A single number is the required answer: the count of lines in the listing below that hold the string "From".

─── MATERIAL PROVIDED ───

PR #1886, opened 2023-09-20
The Story Is That I'm Making Multiency System Like Abp

cursor-background-agent-01:
And I Maked DbContext Named

AppDbContext

```c#
public class AppDbContext : DbContext
{
      public Tenant CurrentTenant { get; }
      public AppDbContext(Session session)
      {
            CurrentTenant = session.Tenant; // Here I Get Tenant From Claims And I Have TenantId In Claims
      }
      public void OnModelCreating(ModelBuilder builder)
      {
           // some business about connection string
      }
}
```

```c#
builder.AddDbContext<AppDbContext>(e =>
{
         e.UseSqlServer("none");
});
```

Here When Going To Openiddict The Host Db Work
But When Login From Tenant It Says Authorization Not Found And Some Times Application Not Found

So The ConnectionString Of The Host Is
"Server=.;Database=hostDb" And I Seed Data Into It

But In Tenant The Connection String Is Not The Same
"Server=.;Database=tenant1Db" Here Authorization Not Same
Cause Authorization Added Into Host

And After It He Checks The In tenant1Db

So What I Do 

```c#
// This Is In AddOpeniddict
builder.UseEntityFrameowrk()
     .UseDbContext(() => new AppDbContext(new Session(null))); // Here I Get The TenantId
     // When CurrentTenant Is Null I Make Host ConnectionString So This Is The Only Way
```

About The Additional Things I Added Is To Make It More And More Flexible For Other Developer

## I Don't Care To Be Contributor I Just Want To Complete My Website

### DIFF
--- a/src/OpenIddict.EntityFrameworkCore/Factory/IOpeniddictEntityFrameworkCoreContextFactory.cs
+++ b/src/OpenIddict.EntityFrameworkCore/Factory/IOpeniddictEntityFrameworkCoreContextFactory.cs
@@ -1,0 +1,12 @@
+﻿using System;
+using System.Collections.Generic;
+using System.Linq;
+using System.Text;
+using System.Threading.Tasks;
+
+namespace OpenIddict.EntityFrameworkCore.Factory;
+
+public interface IOpeniddictEntityFrameworkCoreContextFactory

───

| OUTPUT BELOW |
2